- ABOUT THIS TASK -
Output exactly, with nothing added, the entries from the first line through the line with "- Consequently, what".

- INFORMATION SHOWN -
PR #1339, opened 2024-10-10
(feat) O3-4078 - Ward App - Simplify patient card configurations

chibongho:
## Requirements

## Summary

See [O3-4078](https://openmrs.atlassian.net/browse/O3-4078) and relevant [slack thread](https://openmrs.slack.com/archives/C06P2GVUGEP/p1727443589822479?thread_ts=1727382096.520819&cid=C06P2GVUGEP).

This refactoring touches a lot of files (sorry), but there is almost no functional change besides how we configure the patient cards. 
- The ward app now only has 1 extension. It is the ward view (containing the metrics header and the beds) at the top level. Right now, we implemented a "default ward" and a "maternal ward", and which ward type we want can be configured by location.
  - Consequently, what used to be extension rows in the patient card (like mother-child-row), are now elements, hence a lot of renaming and moving around their configurations.
- `DefaultWardView` and `MaternalWardView` both define their own data fetching and card rendering. What elements appear in those cards are hard-coded (thus not configurable). If another implementation wants a different looking ward, they will need to make their own WardView. (Currently, they can only make that within the esm ward app). 
  - This should be fine in the short term. Longer term, we should have a way for different implementations to create their own esm defining their ward view using the elements / components defined in this esm.
- Elements in those respective cards can be individually configurable. Each element has an unique id hard-coded in the `DefaultWardView` or `MaternalWardView`, and the element configuration requires specifying the id. This means whoever is configuring the elements will need to know what id's are hard-coded into the WardView they want to use.

Most relevant files to review:
- config-schema.tsx
- default-ward-view.component.tsx and corresponding default-ward-specific components (DefaultWardBeds, DefaultWardUnassignedPatients, DefaultWardPendingPatients)
- maternal-ward-view.component.tsx and corresponding maternal-ward-specific components (MaternalWardBeds, MaternalWardUnassignedPatients, MaternalWardPendingPatients)

With this change, the configuration for maternal wards in MCOE is simpler:
```
"patientCardElements": {
      "obs": [
        {
          "id": "gravida",
          "conceptUuid": "3cee82de-26fe-102b-80cb-0017a47871b2",
          "onlyWithinCurrentVisit": true,
          "orderBy": "descending",
          "limit": 1
        },
        {
          "id": "admission-reason",
          "conceptUuid": "86a2cf11-1ea5-4b8a-9e4b-08f4cdbe1346",
          "onlyWithinCurrentVisit": true,
          "orderBy": "descending",
          "label": "REASON",
          "limit": 1
        }
      ],
      "patientIdentifier": [
        {
          "id": "patient-identifier",
          "identifierTypeUuid": "c09a1d24-7162-11eb-8aa6-0242ac110002",
          "label": ""
        }    
      ],
      "patientAddress": [
        {
          "id": "patient-address",
          "fields": [
            "countyDistrict"
          ]
        }
      ],
      "coloredObsTags": [
        {
          "id": "pregnancy-complications",
          "conceptUuid": "447f14be-4f34-4cba-9f80-8e091e23c6e3",
          "summaryLabel": "Pregnancy Complication(s)",
          "tags": [
            {
              "color": "red",
              "appliedToConceptSets": ["447f14be-4f34-4cba-9f80-8e091e23c6e3"]
            }
          ]
        }
      ],
      "admissionRequestNote": [
        {
          "id": "admission-request-note",
          "conceptUuid": "3cd9d956-26fe-102b-80cb-0017a47871b2"
        }
      ],
      "pendingItems": [
        {
          "id": "pending-items",
          "orders": {
            "orderTypes": [
              {
                "label": "Labs", 
                "uuid": "52a447d3-a64a-11e3-9aeb-50e549534c5e"
              }
            ]
          },
          "showPendingItems": true
        }
      ]
    },
    "wards": [
      {
        "id": "maternal-ward"
      }
    ]
```

## Screenshots

image
image

## Other

I introduced a bug with the baby row appearing twice within a mother's patient card sometimes (highlighted in screenshot). I will address that in [this ticket](https://openmrs.atlassian.net/browse/O3-4022).

[O3-4078]: https://openmrs.atlassian.net/browse/O3-4078?atlOrigin=eyJpIjoiNWRkNTljNzYxNjVmNDY3MDlhMDU5Y2ZhYzA5YTRkZjUiLCJwIjoiZ2l0aHViLWNvbS1KU1cifQ


packages/esm-ward-app/src/config-schema.ts
```diff
@@ -132,66 +168,115 @@ export const configSchema: ConfigSchema = {
...
-  wardPatientCards: WardPatientCardsConfig;
-}
-
-export interface WardPatientCardsConfig {
-  obsElementDefinitions: Array<ObsElementDefinition>;
-  pendingItemsDefinitions: Array<PendingItemsDefinition>;
-  identifierElementDefinitions: Array<IdentifierElementDefinition>;
-  addressElementDefinitions: Array<AddressElementDefinition>;
-  cardDefinitions: Array<WardPatientCardDefinition>;
+  patientCardElements: {
```
mogoodrich, line 268: Potential rabbit-hole... I guess I was thinking that each WardView would have it's own config object?  When we get to the point where a custom WardView can be defined outside the Ward App ESM, is there a way for the developers of new Ward Views to define new config parameters without adding to the Ward View config?  (For discussion, let's not let this be a blocker for merging)

mogoodrich (approved):
Thanks for slogging through this, @chibongho !  Yeah, I didn't make it 100% through this, but generally looks good and I agreed with the strategy based on our discussion earlier this week about this.

packages/esm-ward-app/src/config-schema.ts
```diff
@@ -79,9 +73,51 @@ export const configSchema: ConfigSchema = {
         },
       },
     },
-    identifierElementDefinitions: {
+    pendingItems: {
+      _type: Type.Array,
+      _description: 'Configures pending orders and transfers to display.',
+      _default: [
+        {
+          id: 'pending-items',
```
usamaidrsk, line 81: I think the id here would be pending-orders

packages/esm-ward-app/src/config-schema.ts
```diff
@@ -37,11 +30,12 @@ export const addressFields = [
 type AddressField = keyof typeof addressFields;
 
 export const configSchema: ConfigSchema = {
-  wardPatientCards: {
-    _description: 'Configure the display of ward patient cards',
-    obsElementDefinitions: {
+  patientCardElements: {
+    _description:
+      'Configuration of various patient card elements. Each configured element must have an unique id, defined in the ward React component being used.',
```
usamaidrsk, line 35: Fixing some small grammar:
 `Configuration of various patient card elements. Each configured element must have a unique id, defined in the ward React component being used.`

packages/esm-ward-app/src/config-schema.ts
usamaidrsk, line 81: I think the `id` here would be `pending-orders`

packages/esm-ward-app/src/config-schema.ts
```diff
@@ -79,9 +73,51 @@ export const configSchema: ConfigSchema = {
...
+          _description:
+            'Optional. If true, pending items (e.g., number of pending orders) will be displayed on the patient card.',
+        },
+      },
+    },
+    patientIdentifier: {
       _type: Type.Array,
-      _description: `Defines patient identifier elements that can be included in the card header or footer. The default element 'patient-identifier' displays the preferred identifier.`,
+      _description: `Configures patient identifier to display. An unconfigured element displays the preferred identifier.`,
       _default: [
```
usamaidrsk, line 121: looks like the `_default` should be an empty array, provided the default object passed is missing some keys i.e `identifierTypeUuid`

packages/esm-ward-app/src/config-schema.ts
usamaidrsk: If we could have a way to automatically generate the keys, it would significantly reduce the risk of human error.

packages/esm-ward-app/src/config-schema.ts
```diff
@@ -132,66 +168,115 @@ export const configSchema: ConfigSchema = {
...
+    patientIdentifier: Array<IdentifierElementConfig>;
+    patientAddress: Array<PatientAddressElementConfig>;
+    coloredObsTags: Array<ColoredObsTagsElementConfig>;
+    admissionRequestNote: Array<AdmissionRequestNoteElementConfig>;
+  };
+  wards: Array<WardDefinition>;
 }
 
-export interface PendingItemsDefinition {
+export interface PendingItemsElementConfig {
```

- SOLUTION FOR THIS PROBLEM -
PR #1339, opened 2024-10-10
(feat) O3-4078 - Ward App - Simplify patient card configurations

chibongho:
## Requirements

## Summary

See [O3-4078](https://openmrs.atlassian.net/browse/O3-4078) and relevant [slack thread](https://openmrs.slack.com/archives/C06P2GVUGEP/p1727443589822479?thread_ts=1727382096.520819&cid=C06P2GVUGEP).

This refactoring touches a lot of files (sorry), but there is almost no functional change besides how we configure the patient cards. 
- The ward app now only has 1 extension. It is the ward view (containing the metrics header and the beds) at the top level. Right now, we implemented a "default ward" and a "maternal ward", and which ward type we want can be configured by location.
  - Consequently, what used to be extension rows in the patient card (like mother-child-row), are now elements, hence a lot of renaming and moving around their configurations.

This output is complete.